_Task to complete_
Below is a block of records; repeat each one exactly.

_Exercise materials_

PR #7033, opened 2017-12-24
Feature request: human readable units  

ananyashreyjain:
The function human_help(..) can convert units to human readable form.It picks the right Si prefix so that the value of the given quantity has appropriate units . It can also show the list of values of the given quantity in units with same physical type.
Fix:#6913

PR #4373, opened 2015-12-06
make human_file_size accept astropy quantities

keflavich:

PR #10627, opened 2020-08-06
ENH: Free space getter and checker to handle Quantity

pllim:
### Description

This pull request is to allow `get_free_space_in_dir` and `check_free_space_in_dir` to handle `Quantity`. I tried to use it once and then had to look up what unit the number is supposed to be in. Wouldn't have to do that if it returns `Quantity`.

p.s. Por que no los dos?

### DIFF
--- a/astropy/utils/data.py
+++ b/astropy/utils/data.py
@@ -910,25 +910,26 @@ def _find_hash_fn(hexdigest, pkgname='astropy'):
     return None
 
 
-def get_free_space_in_dir(path, return_quantity=False):
+def get_free_space_in_dir(path, unit=False):
     """
-    Given a path to a directory, returns the amount of free space (in
-    bytes) on that filesystem.
+    Given a path to a directory, returns the amount of free space
+    on that filesystem.
 
     Parameters
     ----------
     path : str
         The path to a directory.
 
-    return_quantity : bool
-        Return ``bytes`` as a Quantity.
-        Default is `False` for backward-compatibility.
+    unit : bool or `~astropy.units.Unit`
+        Return the amount of free space as Quantity in the given unit,
+        if provided. Default is `False` for backward-compatibility.
 
     Returns
     -------
     free_space : int or `~astropy.units.Quantity`
-        The amount of free space (in bytes) on the partition that the directory
-        is on.
+        The amount of free space on the partition that the directory is on.
+        If ``unit=False``, it is returned as plain integer (in bytes).
+
     """
     if not os.path.isdir(path):
         raise OSError(
@@ -937,9 +938,12 @@ def get_free_space_in_dir(path, return_quantity=False):
         # Actually you can on Linux but I want to avoid code that fails
         # on Windows only.
     free_space = shutil.disk_usage(path).free
-    if return_quantity:
+    if unit:
         from astropy import units as u
-        free_space = free_space * u.byte
+        # TODO: Automatically determine best prefix to use.
+        if unit is True:
+            unit = u.byte
+        free_space = u.Quantity(free_space, u.byte).to(unit)
     return free_space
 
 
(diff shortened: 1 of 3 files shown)


pllim:
Hmm. CircleCI didn't kick off. 🤷

astropy/utils/data.py
```diff
@@ -914,20 +914,24 @@ def _find_hash_fn(hexdigest, pkgname='astropy'):
...
     Given a path to a directory, returns the amount of free space (in
     bytes) on that filesystem.
 
     Parameters
     ----------
     path : str
-        The path to a directory
+        The path to a directory.
+
+    return_quantity : bool
```
mhvk, line 927: I wondered a bit about this: How about instead asking for the unit someone wants it in? With `None` meaning no unit ( and perhaps in future `True` for the "best" unit).

astropy/utils/data.py
```diff
@@ -936,32 +940,37 @@ def get_free_space_in_dir(path):
             "not files.")
         # Actually you can on Linux but I want to avoid code that fails
         # on Windows only.
-    return shutil.disk_usage(path).free
+    free_space = shutil.disk_usage(path).free
+    if return_quantity:
```
mhvk, line 944: If we go with the above, then this would become:
```
if unit is not None:
    free_space = u.Quantity(free_space, u.byte).to(unit)
```

astropy/utils/data.py
```diff
@@ -936,32 +940,37 @@ def get_free_space_in_dir(path):
...
     Raises
     -------
-    OSError : There is not enough room on the filesystem
+    OSError
+        There is not enough room on the filesystem.
     """
-    from astropy.utils.console import human_file_size
-
-    space = get_free_space_in_dir(path)
+    space = get_free_space_in_dir(path, return_quantity=hasattr(size, 'unit'))
```
mhvk, line 968: And here it would be `unit=getattr(size, 'unit', None)`.

astropy/utils/data.py
pllim: Very nice idea, but I am not sure how to implement that cleanly. There is this:

https://github.com/astropy/astropy/blob/b5d381f8d576a47ad4c873c015b0c913caec878c/astropy/utils/console.py#L440

But it seems to take great length to avoid using `units`. Do you remember why?

mhvk: I'd leave the "True" for another time - I'd probably rewrite human-readable (there's a closed PR somewhere...)

astropy/utils/data.py
```diff
@@ -910,54 +910,67 @@ def _find_hash_fn(hexdigest, pkgname='astropy'):
     return None
 
 
-def get_free_space_in_dir(path):
+def get_free_space_in_dir(path, unit=False):
```
pllim, line 913: @mhvk , I think I applied all your suggestions, except setting default to `False` instead of `None`. I think `False` is more consistent (staying in the realm of `bool`) when we start to support `True`.

astropy/utils/data.py
pllim: Are you thinking about #4373 ?

mhvk:
All OK, but maybe good to let it sit till tomorrow in case someone else wants to have a look (and good to let the tests finish, of course!)

astropy/utils/data.py
mhvk: No, I was thinking of #7033 - which generalizes it for all units (well, non-composed ones - which to me is the tricky bit: what does one do with, e.g., velocity).

pllim:
Tests passed. Remote data failure is unrelated (it's actually a XPASSED).

mhvk:
Approved this ages ago but clearly we all seem to have forgotten about it. Merging!

pllim:
Thanks! (I have no recollection writing this... 😆 )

_Solution below_
PR #7033, opened 2017-12-24
Feature request: human readable units  

ananyashreyjain:
The function human_help(..) can convert units to human readable form.It picks the right Si prefix so that the value of the given quantity has appropriate units . It can also show the list of values of the given quantity in units with same physical type.
Fix:#6913

PR #4373, opened 2015-12-06
make human_file_size accept astropy quantities

keflavich:

PR #10627, opened 2020-08-06
ENH: Free space getter and checker to handle Quantity

pllim:
### Description

This pull request is to allow `get_free_space_in_dir` and `check_free_space_in_dir` to handle `Quantity`. I tried to use it once and then had to look up what unit the number is supposed to be in. Wouldn't have to do that if it returns `Quantity`.

p.s. Por que no los dos?

### DIFF
--- a/astropy/utils/data.py
+++ b/astropy/utils/data.py
@@ -910,25 +910,26 @@ def _find_hash_fn(hexdigest, pkgname='astropy'):
     return None
 
 
-def get_free_space_in_dir(path, return_quantity=False):
+def get_free_space_in_dir(path, unit=False):
     """
-    Given a path to a directory, returns the amount of free space (in
-    bytes) on that filesystem.
+    Given a path to a directory, returns the amount of free space
+    on that filesystem.
 
     Parameters
     ----------
     path : str
         The path to a directory.
 
-    return_quantity : bool
-        Return ``bytes`` as a Quantity.
-        Default is `False` for backward-compatibility.
+    unit : bool or `~astropy.units.Unit`
+        Return the amount of free space as Quantity in the given unit,
+        if provided. Default is `False` for backward-compatibility.
 
     Returns
     -------
     free_space : int or `~astropy.units.Quantity`
-        The amount of free space (in bytes) on the partition that the directory
-        is on.
+        The amount of free space on the partition that the directory is on.
+        If ``unit=False``, it is returned as plain integer (in bytes).
+
     """
     if not os.path.isdir(path):
         raise OSError(
@@ -937,9 +938,12 @@ def get_free_space_in_dir(path, return_quantity=False):
         # Actually you can on Linux but I want to avoid code that fails
         # on Windows only.
     free_space = shutil.disk_usage(path).free
-    if return_quantity:
+    if unit:
         from astropy import units as u
-        free_space = free_space * u.byte
+        # TODO: Automatically determine best prefix to use.
+        if unit is True:
+            unit = u.byte
+        free_space = u.Quantity(free_space, u.byte).to(unit)
     return free_space
 
 
(diff shortened: 1 of 3 files shown)


pllim:
Hmm. CircleCI didn't kick off. 🤷

astropy/utils/data.py
```diff
@@ -914,20 +914,24 @@ def _find_hash_fn(hexdigest, pkgname='astropy'):
...
     Given a path to a directory, returns the amount of free space (in
     bytes) on that filesystem.
 
     Parameters
     ----------
     path : str
-        The path to a directory
+        The path to a directory.
+
+    return_quantity : bool
```
mhvk, line 927: I wondered a bit about this: How about instead asking for the unit someone wants it in? With `None` meaning no unit ( and perhaps in future `True` for the "best" unit).

astropy/utils/data.py
```diff
@@ -936,32 +940,37 @@ def get_free_space_in_dir(path):
             "not files.")
         # Actually you can on Linux but I want to avoid code that fails
         # on Windows only.
-    return shutil.disk_usage(path).free
+    free_space = shutil.disk_usage(path).free
+    if return_quantity:
```
mhvk, line 944: If we go with the above, then this would become:
```
if unit is not None:
    free_space = u.Quantity(free_space, u.byte).to(unit)
```

astropy/utils/data.py
```diff
@@ -936,32 +940,37 @@ def get_free_space_in_dir(path):
...
     Raises
     -------
-    OSError : There is not enough room on the filesystem
+    OSError
+        There is not enough room on the filesystem.
     """
-    from astropy.utils.console import human_file_size
-
-    space = get_free_space_in_dir(path)
+    space = get_free_space_in_dir(path, return_quantity=hasattr(size, 'unit'))
```
mhvk, line 968: And here it would be `unit=getattr(size, 'unit', None)`.

astropy/utils/data.py
pllim: Very nice idea, but I am not sure how to implement that cleanly. There is this:

https://github.com/astropy/astropy/blob/b5d381f8d576a47ad4c873c015b0c913caec878c/astropy/utils/console.py#L440

But it seems to take great length to avoid using `units`. Do you remember why?

mhvk: I'd leave the "True" for another time - I'd probably rewrite human-readable (there's a closed PR somewhere...)

astropy/utils/data.py
```diff
@@ -910,54 +910,67 @@ def _find_hash_fn(hexdigest, pkgname='astropy'):
     return None
 
 
-def get_free_space_in_dir(path):
+def get_free_space_in_dir(path, unit=False):
```
pllim, line 913: @mhvk , I think I applied all your suggestions, except setting default to `False` instead of `None`. I think `False` is more consistent (staying in the realm of `bool`) when we start to support `True`.

astropy/utils/data.py
pllim: Are you thinking about #4373 ?

mhvk:
All OK, but maybe good to let it sit till tomorrow in case someone else wants to have a look (and good to let the tests finish, of course!)

astropy/utils/data.py
mhvk: No, I was thinking of #7033 - which generalizes it for all units (well, non-composed ones - which to me is the tricky bit: what does one do with, e.g., velocity).

pllim:
Tests passed. Remote data failure is unrelated (it's actually a XPASSED).

mhvk:
Approved this ages ago but clearly we all seem to have forgotten about it. Merging!

pllim:
Thanks! (I have no recollection writing this... 😆 )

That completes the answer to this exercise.